The Serpentwar Saga
- First edition covers (UK top two, US lower two)
- Shadow of a Dark Queen Rise of a Merchant Prince Rage of a Demon King Shards of a Broken Crown
- Author: Raymond E. Feist
- Cover artist: Bryan Leister (1) Geoff Taylor (2) Liz Kenyon (3-4)
- Country: United States United Kingdom
- Language: English
- Genre: Fantasy
- Publisher: HarperCollins
- Published: 1994-1998
- Media type: Print (hardback & paperback)
- Preceded by: Krondor's Sons
- Followed by: Conclave of Shadows

= The Serpentwar Saga =

1994–1998 novel series by Raymond E. Feist

The Serpentwar Saga is a series of fantasy novels by American writer Raymond E. Feist. The novels revolve around two characters, Erik von Darkmoor and Roo Avery and also includes a host of previous characters from past novels, including Nakor, Pug, Macros the Black, Calis and Jimmy. It tells of the struggles of the Kingdom against a massive army on the distant continent of Novindus.

==Works in the series==

===Shadow of a Dark Queen===

A dark queen is gathering armies in remote lands and desperate men are sent on a suicidal mission to confront this evil. Among these men is Nakor the Isalani, a gambler who knows the true nature of the Queen and Miranda whom everyone must wager their lives upon.

===Rise of a Merchant Prince===

This is the second novel in the series and details the rise of Roo Avery to becoming one of the richest merchants in the Kingdom, and Erik's career at soldiering.

===Rage of a Demon King===

This is the third novel in the series which finds the armies of Novindus reaching The Kingdom and the intervention of a new player in the war. The book was reviewed as "gripping" but containing "pedestrian use of language".

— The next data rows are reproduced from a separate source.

PR #20189, opened 2018-03-10
DOC: update the Series.dt.strftime docstring

mircea-cosbuc:
an unrelated PR):

```
#################### Docstring (pandas.Series.dt.strftime)  ####################

Format series values with a date format string.

This function formats series values as specified by `date_format`, which
supports the same string format as the python standard library. Details
of the string format can be found in `python string format doc <https://docs.python.org/3/library/datetime.html#strftime-and-strptime-behavior>`__.

Parameters
----------
date_format : str
    Date format string (e.g. "%Y-%m-%d").

Returns
-------
ndarray of formatted strings

Examples
--------
>>> rng = pd.date_range('10/3/2018 16:20:10', periods=2, freq='H')
>>> rng.strftime("%Y-%m-%d")
array(['2018-10-03', '2018-10-03'], dtype='<U10')

Errors found:
        Errors in parameters section
                Unknown parameters {'date_format'}
        See Also section not found
```

explicitly.

The method is injected with `_add_delegate_accessors` and the resulting signature on the object has `*args` and `**kwargs` instead of the actual `date_format`

### DIFF
--- a/pandas/core/indexes/datetimelike.py
+++ b/pandas/core/indexes/datetimelike.py
@@ -61,18 +61,26 @@ class DatelikeOps(object):
         return np.asarray(self.format(date_format=date_format),
                           dtype=compat.text_type)
     strftime.__doc__ = """
-    Return an array of formatted strings specified by date_format, which
+    Format series values with a date format string.
+
+    This function formats series values as specified by `date_format`, which
     supports the same string format as the python standard library. Details
-    of the string format can be found in `python string format doc <{0}>`__
+    of the string format can be found in `python string format doc <{0}>`__.
 
     Parameters
     ----------
     date_format : str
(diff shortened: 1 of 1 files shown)


pandas/core/indexes/datetimelike.py
```diff
@@ -61,18 +61,26 @@ def strftime(self, date_format):
...
 
     Parameters
     ----------
     date_format : str
-        date format string (e.g. "%Y-%m-%d")
+        Date format string (e.g. "%Y-%m-%d").
 
     Returns
     -------
     ndarray of formatted strings
```
TomAugspurger: I think it should be 

    formatted: ndarray
        NumPy array strings formatted according to `date_format`.

jreback:
this is a duplicate of #20103 pls coordinate

PR #20193, opened 2018-03-10
DOC: update the pandas.DataFrame.to_sparse docstring

gioiab:
Updates the docstring for the to_sparse function.

Here is the output of the validation script:
```

#################### Docstring (pandas.DataFrame.to_sparse) ####################

Convert to SparseDataFrame.

Implement the sparse version of the DataFrame meaning that any data matching
a specific value it's omitted in the representation. The sparse DataFrame takes
less memory on disk when pickled and in the Python interpreter.

Parameters
----------
fill_value : float, default NaN
    The specific value that should be omitted in the representation.
kind : {'block', 'integer'}
    The kind of the SparseIndex tracking where data has been omitted.
    The block kind is recommended since it’s more memory efficient:
    it tracks just the locations and sizes of the blocks of data that
    are not equal to the fill value while the integer kind keeps an
    array with all those locations.

Returns
-------
y : SparseDataFrame

See Also
--------
pandas.DataFrame.to_dense: converts the DataFrame back to the its dense form

Examples
--------

Compressing on the zero value.

>>> df = pd.DataFrame(np.random.randn(1000, 4))
>>> df.iloc[:995] = 0.
>>> sdf = df.to_sparse(fill_value=0.)
>>> sdf.density
0.005

Docstring for "pandas.DataFrame.to_sparse" correct. :)
```


pandas/core/frame.py
```diff
@@ -1418,16 +1418,41 @@ def from_csv(cls, path, header=0, sep=',', index_col=0, parse_dates=True,
 
     def to_sparse(self, fill_value=None, kind='block'):
         """
-        Convert to SparseDataFrame
+        Convert to SparseDataFrame.
+
+        Implement the sparse version of the DataFrame meaning that any data matching
+        a specific value it's omitted in the representation. The sparse DataFrame takes
+        less memory on disk when pickled and in the Python interpreter.
```
jreback: You can just say its has more efficient storage.

pandas/core/frame.py
```diff
@@ -1418,16 +1418,41 @@ def from_csv(cls, path, header=0, sep=',', index_col=0, parse_dates=True,
...
 
         Parameters
         ----------
         fill_value : float, default NaN
+            The specific value that should be omitted in the representation.
         kind : {'block', 'integer'}
+            The kind of the SparseIndex tracking where data has been omitted.
+            The block kind is recommended since it’s more memory efficient:
+            it tracks just the locations and sizes of the blocks of data that
```
jreback: can you break these into 2 bullet points

pandas/core/frame.py
```diff
@@ -1418,16 +1418,41 @@ def from_csv(cls, path, header=0, sep=',', index_col=0, parse_dates=True,
...
+            are not equal to the fill value while the integer kind keeps an
+            array with all those locations.
 
         Returns
         -------
         y : SparseDataFrame
+
+        See Also
+        --------
+        pandas.DataFrame.to_dense: converts the DataFrame back to the its dense form
```
jreback: pandas.SparseDataFrame.to_dense

jreback (changes requested):

gioiab:
@jreback I've implemented the changes you requested, I'm just waiting the CI to finish. Can you get a final look?

gioiab:
@jreback the Appveyor build failed, together with at least 50 other ones, all with the same error message: `Command executed with exception: Cannot index into a null array.`

I don't have a retry button to queue another build. Could you please help me on this? Thanks!

pandas/core/frame.py
```diff
@@ -1418,16 +1418,45 @@ def from_csv(cls, path, header=0, sep=',', index_col=0, parse_dates=True,
...
         Parameters
         ----------
         fill_value : float, default NaN
+            The specific value that should be omitted in the representation.
         kind : {'block', 'integer'}
+            The kind of the SparseIndex tracking where data is not equal to
+            the fill value:
+
+            - 'block' tracks only the locations and sizes of blocks of data;
+
```
jreback: no blank lines between cases

pandas/core/frame.py
```diff
@@ -1418,16 +1418,45 @@ def from_csv(cls, path, header=0, sep=',', index_col=0, parse_dates=True,
...
+            The kind 'block' is recommended since it's more memory efficient.
 
         Returns
         -------
         y : SparseDataFrame
+
+        See Also
+        --------
+        pandas.SparseDataFrame.to_dense :
```
jreback: don't need pandas. here

jreback (approved):
minor comments. lgtm.

pandas/core/frame.py
gioiab: fixed

pandas/core/frame.py
gioiab: I changed this to `DataFrame.to_dense` instead of `pandas.SparseDataFrame.to_dense`: I've built the entire html documentation and the proper hyperlink is generated correctly in this way.

gioiab:
@jreback can I help you in some way in closing this? :)

jreback:
@gioiab can you rebase

@datapythonista if you'd have a look

pandas/core/frame.py
```diff
@@ -1570,16 +1570,44 @@ def from_csv(cls, path, header=0, sep=',', index_col=0, parse_dates=True,
...
+            The kind 'block' is recommended since it's more memory efficient.
 
         Returns
         -------
         y : SparseDataFrame
+
+        See Also
+        --------
+        DataFrame.to_dense :
+            converts the DataFrame back to the its dense form
```
datapythonista: Can you capitalize the first letter and add a period at the end?

I think the description should start in the same line as `to_dense` and continue to the next line indented when it doesn't fit.

pandas/core/frame.py
```diff
@@ -1570,16 +1570,44 @@ def from_csv(cls, path, header=0, sep=',', index_col=0, parse_dates=True,
...
+            the fill value:
+
+            - 'block' tracks only the locations and sizes of blocks of data;
+            - 'integer' keeps an array with all the locations of the data.
+
+            The kind 'block' is recommended since it's more memory efficient.
 
         Returns
         -------
         y : SparseDataFrame
```
datapythonista: You can get rid of the `y` and just leave the type. Also, may be it's a bit redundant in this case, but for consistency I'd add the description of what is returned.

pandas/core/frame.py
```diff
@@ -1570,16 +1570,44 @@ def from_csv(cls, path, header=0, sep=',', index_col=0, parse_dates=True,
...
 
         Parameters
         ----------
         fill_value : float, default NaN
+            The specific value that should be omitted in the representation.
         kind : {'block', 'integer'}
+            The kind of the SparseIndex tracking where data is not equal to
+            the fill value:
+
+            - 'block' tracks only the locations and sizes of blocks of data;
```
datapythonista: Not sure if the semi-colon at the end is intentional. If you find another docstring with a list, I'd use the same convention.

pandas/core/frame.py
```diff
@@ -1570,16 +1570,44 @@ def from_csv(cls, path, header=0, sep=',', index_col=0, parse_dates=True,
...
+        Examples
+        --------
+
+        Compressing on the zero value.
+
+        >>> df = pd.DataFrame(np.random.randn(1000, 4))
+        >>> df.iloc[:995] = 0.
+        >>> sdf = df.to_sparse(fill_value=0.)
+        >>> sdf.density
+        0.005
```
datapythonista: Nice example. It's just an opinion, feel free to leave it like this, if you think that being somehow more realistic is better, but I'd have something like: `pd.DataFrame([np.nan, np.nan, 1., np.nan])`. You can make it sparse with default arguments, then create another example with zeros instead of `NaN` and use `fill_value`. And if you find a nice way to illustrate the difference, I'd add an example with `kind='integer'`.

pandas/core/frame.py
```diff
@@ -1570,16 +1570,44 @@ def from_csv(cls, path, header=0, sep=',', index_col=0, parse_dates=True,
...
+
+        Implement the sparse version of the DataFrame meaning that any data
+        matching a specific value it's omitted in the representation.
+        The sparse DataFrame allows for a more efficient storage.
 
         Parameters
         ----------
         fill_value : float, default NaN
+            The specific value that should be omitted in the representation.
         kind : {'block', 'integer'}
```
datapythonista: The default is missing.

pandas/core/frame.py
```diff
@@ -1570,16 +1570,44 @@ def from_csv(cls, path, header=0, sep=',', index_col=0, parse_dates=True,
...
+            The kind of the SparseIndex tracking where data is not equal to
+            the fill value:
+
+            - 'block' tracks only the locations and sizes of blocks of data;
+            - 'integer' keeps an array with all the locations of the data.
+
+            The kind 'block' is recommended since it's more memory efficient.
```
datapythonista: I'd say the same, but in a way that doesn't sound like 'block' is always better. Something like "In most cases, the default 'block' is preferred for being more memory efficient.".

Not a big difference, but I'd prefer to avoid giving the idea that 'integer' is never the best option, which is not true.

datapythonista (commented):
Sorry for the late review. Great changes, I added some comments with formatting things and some ideas.

datapythonista:
Thanks @gioiab for the contribution. And sorry it took a while to merge it.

===Shards of a Broken Crown===

This is the final novel in the series which finds the Kingdom embroiled in a war against armies intent on taking over the Kingdom.

==Characters==
- Erik Von Darkmoor is the illegitimate son of the local baron and a barmaid. He grew up as an apprentice blacksmith in the town of Ravensburg with his best friend Rupert "Roo" Avery, a local rogue. After the death of his former master he forms a bond with the new Blacksmith and forms a type of father-son relationship with him. He is also friendly with the baron's Swordmaster, Owen Greylock, who is impressed with Erik's skill with horses. Every time the Baron Von Darkmoor comes through Ravensburg, Erik's mother Freida would publicly press the Baron to acknowledge Erik as his son. While never admitting it, the Baron has also never refuted it, therefore Erik could continue to use the Von Darkmoor name. Erik was the strongest boy in his village and was large for his age. During one of the Baron's trips, he falls ill and has to stop in Ravensburg with his two sons, Stefan and Manfred.
- Ashen-Shugar and Tomas are two of the main characters from the Riftwar Cycle series of books. According to the books, Tomas, a human teenager from the city of Crydee, was gifted a set of gold and white armour. The armor once belonged to Ashen-Shugar, who was a Valheru that was born ages before Tomas. The Valheru, modeled after J. R. R. Tolkien's Valar by Feist, were godly beings that were some of the first to inhabit the universe created by Feist. Ashen-Shugar's powers, memories, and personality were bound to the armor when he faded away. By donning the mystical armor, an amalgam of Tomas and Ashen-Shugar was made, essentially creating a new character. Tomas's personality dominates and the new character is usually still referred to as Tomas.